The graph consists of three nodes:

  • S, Pregnancy state. Indicates the true state of the sow. The node has two states: (No, Yes). The á priori probabilities are (0.3, 0.7).
  • M, Method for pregnancy testing. Indicates the quality of the pregnancy tester. The node has two states (Good, Bad) with á priori probabilities (0.5, 0.5).
  • T, Outcome of Pregnancy Test Indicates the outcome of the pregnancy test. The node has two states (Neg, Pos) indicating a negative and a positive outcome respectively.
Method Good Bad
State no yes no yes
neg 0.85 0.15 0.65 0.15
pos 0.15 0.95 0.35 0.85

Using GRAPPA

The network is available as a Hugin netfile here, but there are several options for handling the network.

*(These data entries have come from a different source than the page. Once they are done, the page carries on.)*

Issue #3854, opened 2021-11-27
Highlight project creator username


mxmou:
### Is your request related to a problem? Please describe.

Scratch doesn't make a distinction between comments posted by the creator of a project and comments by other users.

### Describe the solution you'd like

An addon that adds an indicator to the creator's username - either a background color:
![image](https://user-images.githubusercontent.com/51849865/143686482-53316263-5b5a-459d-9d2f-5430993e675f.png)
or a label:
![image](https://user-images.githubusercontent.com/51849865/143686727-f97f9acf-ba20-475a-80eb-f8fedfe03ea6.png)

Something similar could be done on profiles, studios (with labels like "Host", "Manager", and "Curator"), and in the forums (for the original poster).

WorldLanguages:
Screenshot from #5932:

![image](https://github.com/ScratchAddons/ScratchAddons/assets/17484114/99813281-3af9-4af5-9c00-317f9c1e0758)

PR #5932, opened 2023-04-15
[new addon] OP badge for forum topics

mdwalters:
### Changes
Adds an OP badge to the user that created a forum topic.
### Reason for changes
I feel like there is a need for an OP badge so that people can see who made the topic, without looking at the first post on that topic.
### Tests
It has been tested on Chrome 112.


addons/op-badge/userscript.js
```diff
@@ -0,0 +1,17 @@
+export default async function({ addon, console }) {
+    const posts = document.querySelectorAll(".blockpost");
+
+    const op = await fetch(`https://scratchdb.lefty.one/v3/forum/topic/posts/${window.location.href.split("/")[5]}/0?o=oldest`).then(res => res.json());
```
DNin01, line 4: What is this fetch used for? Since forum topic pages display poster usernames, there's probably a way to do this without having to fetch from ScratchDB, right?

I haven't tried this myself yet, by the way.

Samq64: That wouldn't be hard to do on the first page, but what about other pages.

Samq64:
Related: #3854

addons/op-badge/userscript.js
```diff
@@ -0,0 +1,17 @@
...
+
+    for (const i of posts) {
```
Samq64, line 6: Could [addon.tab.waitForElement](https://scratchaddons.com/docs/reference/addon-api/addon.tab/#using-addontabwaitforelement) be used instead?

addons/op-badge/userscript.js
```diff
@@ -0,0 +1,17 @@
...
+        if (i.querySelector(".username").innerText == op[0].username) {
+            let br = document.createElement("br");
+            let op_badge = document.createElement("span");
+
+            op_badge.innerText = "OP";
```
Samq64, line 11: I think "Original poster" should be used instead of "OP". Also, all addon string should be [localized](https://scratchaddons.com/docs/localization/localizing-addons/).

DNin01: We could also use the word "Author", like GitHub does.

addons/op-badge/userscript.js
WorldLanguages: @Samq64 waitForElements is not needed in forum posts (unless you set runAtComplete to false)

addons/op-badge/userscript.js
WorldLanguages: Also see https://scratchaddons.com/docs/develop/userscripts/#localizing-userscripts

addons/op-badge/userscript.js
WorldLanguages: I think it would be worth it to avoid this fetch call if it's the 1st page. But it's not strictly necessary.

WorldLanguages: Is it necessary to use a third party service however? (ScratchDB)

addons/op-badge/userscript.js
```diff
@@ -0,0 +1,17 @@
+export default async function({ addon, console }) {
+    const posts = document.querySelectorAll(".blockpost");
+
+    const op = await fetch(`https://scratchdb.lefty.one/v3/forum/topic/posts/${window.location.href.split("/")[5]}/0?o=oldest`).then(res => res.json());
+
+    for (const i of posts) {
+        if (i.querySelector(".username").innerText == op[0].username) {
```
WorldLanguages, line 7: This won't work for Scratch Team members since their username will end with a `star*`

addons/op-badge/userscript.js
```diff
@@ -0,0 +1,17 @@
...
+            let br = document.createElement("br");
+            let op_badge = document.createElement("span");
```
WorldLanguages, line 9: You can probably achieve the same result (br + span) by using a div. We usually don't use <br> tags in addons but it's not enforced

addons/op-badge/userscript.js
rgantzos: There's not really an API as far as I'm aware, but you could just fetch the HTML like this:
```
let id = "499628"
let data = await (await fetch(`https://scratch.mit.edu/discuss/topic/${id}/`)).text()
let html = document.createElement("html")
html.innerHTML = data.replace("<!DOCTYPE html>", "")
let author = html.querySelector(".black.username").textContent)
```

WorldLanguages: You should probably use DOMParser instead of creating an "html" element like that

addons/op-badge/userscript.js
mdwalters: It displays the scratch team usernames normally on ScratchDB...

WorldLanguages: > It displays the scratch team usernames normally on ScratchDB...

Sure, but `i.querySelector(".username").innerText` will include the asterisk, so both strings won't be equal.
This is just an edge-case that I think was worth mentioning, since I wasn't sure someone else would bring it up.

WorldLanguages: You're right, unlike profile pages, an asterisk isn't added in the forums. My bad.

addons/op-badge/userscript.js
WorldLanguages: Setting this as resolved as waitForElement is discouraged in this context.

addons/op-badge/userscript.js
```diff
@@ -0,0 +1,16 @@
+export default async function({ addon, console, msg }) {
+    const posts = document.querySelectorAll(".blockpost");
+
+    const html = new DOMParser().parseFromString(await fetch(`https://scratch.mit.edu/discuss/topic/${window.location.href.split("/")[5]}/`).then(res => res.text()), "text/html");
```
WorldLanguages, line 4: If this is already running on the first page, we can set `html` to `document` and avoid the DOMParser call and the fetch.

WorldLanguages: Self TODO: it would also be better if the fetch call was unauthenticated to let Scratch hit the cache. Haven't checked whether current code sends auth cookies or not.

Chiroyce1:
I personally think it should have a badge like design instead of just plaintext
image
Of course this is just a mockup - better design ideas would be great
(also why is there a text-shadow by default on it? djangobb styling?)

mdwalters:
> I personally think it should have a badge like design instead of just plaintext image Of course this is just a mockup - better design ideas would be great (also why is there a text-shadow by default on it? djangobb styling?)

yeah, I think I could do that...

addons/op-badge/userscript.js
```diff
@@ -1,12 +1,12 @@
 export default async function({ addon, console, msg }) {
     const posts = document.querySelectorAll(".blockpost");
 
-    if (window.location.href.split("?").join("").split("&")[0] == "page=1" || window.location.href.split("?").join("").split("&").length == 0) {
+    if (window.location.href.split("?")[1] == "page=1" || window.location.href.split("?").length == 1) {
```
WorldLanguages, line 4: Try using `(new URLSearchParams(location.search).get("page")) || 1`

WorldLanguages:
It's probably a good idea to make this PR fully resolve #3854 (by @mxmou) by also adding this functionality to project comments. If the PR author isn't interested, one of the maintainers can work on it.

Secret-chest:
> It's probably a good idea to make this PR fully resolve #3854 (by @mxmou) by also adding this functionality to project comments. If the PR author isn't interested, one of the maintainers can work on it.

Profile comments should have an Owner badge, and studio comments should have Curator, Manager and Host ones.

Chiroyce1:
> Profile comments should have an Owner badge, and studio comments should have Curator, Manager and Host ones.

I understand for projects and studio owner/manager - but we'd have to load all curators at first to put a badge next to every curator comment, some studios have a TON of curators.

WorldLanguages:
@BroJac5246 Good point, we shouldn't forget that some studios may have more than 40 managers. But those are probably all inactive, since you can't promote anyone until you go below the limit.

BroJac5246:
> @BroJac5246 Good point, we shouldn't forget that some studios may have more than 40 managers. But those are probably all inactive, since you can't promote anyone until you go below the limit.

It's still worth keeping in mind, though.

mdwalters:
> Supporting a "curator" badge would be tricky because of what Chiroyce1 just said.

how about we just do a label for the comment thread creator?

BroJac5246:
> > Supporting a "curator" badge would be tricky because of what Chiroyce1 just said.
> 
> how about we just do a label for the comment thread creator?

Some people will probably disagree because that's not what we'd do in project comments, but I agree because studio and project comments have a different dynamic.

WorldLanguages:
> how about we just do a label for the comment thread creator?

Hmm, would that really be useful? Studios have a 25 reply limit per thread anyway.

Chiroyce1:
@mdwalters Did you forget to stage `forums.js` and `projects.js` before committing/pushing?

WorldLanguages:
image
image

Secret-chest:
Please set the border radius in pixels so ot doesn't look like this.

addons/op-badge/addon.json
```diff
@@ -0,0 +1,33 @@
+{
+  "name": "Show OP badge in forums and projects",
+  "description": "Adds a OP badge to the user that created a forum topic or project.",
```
WorldLanguages, line 3: Name and description need to be changed. Ideally at least one of them should mention "original poster" somewhere. Possibly "project author" too.
Should also mention the word "comment(s)".

addons-l10n/en/op-badge.json
```diff
@@ -0,0 +1,3 @@
+{
+  "op-badge/op": "Original poster"
```
WorldLanguages, line 2: Should this be changed to `Project author` (or similar) in project pages?

mdwalters:
I think it should

addons-l10n/en/op-badge.json
mdwalters: i think so too

WorldLanguages:
image

Secret-chest:
I'd set the border radius to a very high value so it's fully rounded

Chiroyce1:
I agree with @Secret-chest, maybe also increase the horizontal padding a bit?

addons/op-badge/style.css
```diff
@@ -0,0 +1,17 @@
+.sa-original-poster {
+  display: inline-block;
+  background-color: var(--darkWww-button, #4d97ff);
+  color: var(--darkWww-button-text, white);
+  border-radius: 8px;
```
WorldLanguages, line 5:
```suggestion
  border-radius: 16px;
```
?

addons/op-badge/style.css
```diff
@@ -0,0 +1,17 @@
...
+  text-shadow: none;
+  padding: 4px;
```
WorldLanguages, line 7:
```suggestion
  padding: 6px;
```
?

addons/op-badge/addon.json
WorldLanguages: @DNin01 Help?

WorldLanguages:
image

addons/op-badge/addon.json
DNin01, line 3: @WorldLanguages Sure thing! How about this?
```suggestion
  "name": "Highlight forum topic/project creator in conversations",
  "description": "Adds a badge next to the original poster in forum topics and next to the project creator in project comments.",
```

addons-l10n/en/op-badge.json
```diff
@@ -0,0 +1,4 @@
+{
+  "op-badge/op": "Original poster",
+  "op-badge/project-author": "Project author"
```
DNin01, line 3:
```suggestion
  "op-badge/project-author": "Project creator"
```

addons/op-badge/addon.json
WorldLanguages: This one's hard...

Samq64: Should we mention forum topics or projects in the name? I think mentioning both makes it too long.

WorldLanguages: I would say we prioritize project comments and "project creator" and maybe in the future we can consider whether it makes sense to split this addon into two. It might make sense if #6009 and #5937 both go live 🤔

DNin01:
```suggestion
  "name": "Highlight project creator in comments",
  "description": "Adds a badge next to the project creator in project comments sections. Also adds a badge next to the original poster in forum topics.",
```

Samq64 (approved):

WorldLanguages:
Any last minute reviews...?

addons-l10n/en/op-badge.json
```diff
@@ -0,0 +1,4 @@
+{
+  "op-badge/op": "Original poster",
+  "op-badge/project-author": "Project creator"
```
mxmou, line 3:
```suggestion
  "op-badge/op": "Original Poster",
  "op-badge/project-author": "Project Creator"
```
Title case is consistent with similar labels in Scratch ("Scratch Team", "Forum Moderator").

addons/op-badge/style.css
```diff
@@ -0,0 +1,19 @@
+.sa-original-poster {
+  display: inline-block;
+  background-color: var(--darkWww-button, #4d97ff);
```
mxmou, line 3: Could this be a different color in the forums when 2.0 → 3.0 is disabled - maybe `var(--darkWww-button-scratchr2PostHeader)`?

The font size should probably be set explicitly instead of relying on the default for `<small>`.

addons-l10n/en/op-badge.json
DNin01: Is this capitalization necessary in project comments?

mxmou: Most strings on the project page also use title case: "Add to Studio", "Copy Link", "Load More".

WorldLanguages: It's not 100% consistent though: "See inside", "View all"

BroJac5246: > It's not 100% consistent though: "See inside", "View all"

True, but mxmou's examples are more closely related to this.

addons/op-badge/style.css
WorldLanguages: > Could this be a different color in the forums when 2.0 → 3.0 is disabled - maybe `var(--darkWww-button-scratchr2PostHeader)`?

@mxmou Could you clarify? Did you mean "when dark mode is disabled" instead of "when 2.0 → 3.0 is disabled"?

mxmou: This shade of blue (`#4d97ff`) is a part of the Scratch 3.0 color scheme. It isn't used anywhere on scratchr2 pages unless 2.0 → 3.0 is enabled.

WorldLanguages: So what color/CSS variable should we use in the forums?

mxmou: Probably `--darkWww-button-scratchr2PostHeader`.

WorldLanguages: And what would be the fallback if website dark mode is disabled? 🤔

mxmou: `#28a5da`

WorldLanguages (approved):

One possibility is Peter Greens GRAPPA program available for use in R, which is a free software environment for statistical computing and graphics. R can be downloaded from a CRAN mirror.

Unfortunately, GRAPPA is not available as a standard R-package, which would make it easier to install and use. But if you visit the home page you simple need to download the R source code, the Windows DLL (or the Fortran source code if you're not using Windows), and the user guide in PDF format.

Then you can proceed as follows (currently R produces some warnings, which you may ignorere).

 # load grappa source code
 source("grappa.r")

 # define the three nodes
 query('S',c(0.3,0.7))
 query('M',c(0.5,0.5))

 tab(c('T','S','M'),,
     c(0.85,0.15,
       0.05,0.95,
       0.65,0.35,
       0.15,0.85),c("neg","pos"))

 vs('S',c('no','yes'))
 vs('M',c('Good','Bad'))

# compile, initialise and equilibrate

 compile()
 initcliqs()
 trav()
Now you may use the network for inference
 # remove previous evidence 
  equil()

 # add new evidence and 
 # read the posterior probabilities
 prop.evid('T','neg')

 pnmarg('S')
 pnmarg('M')

 # If you know you are good at testing
 prop.evid('M','Good')
 pnmarg('S')

Thus, if you observe a negative test result, the probability of being non-pregnant changes from 0.3 to 0.76, and there is a slight increase in the probability that the method M is a bad method (posterior 50.8 vs the prior 50 %). If you know that the method is good, the probability of no pregnancy increases to 88 %.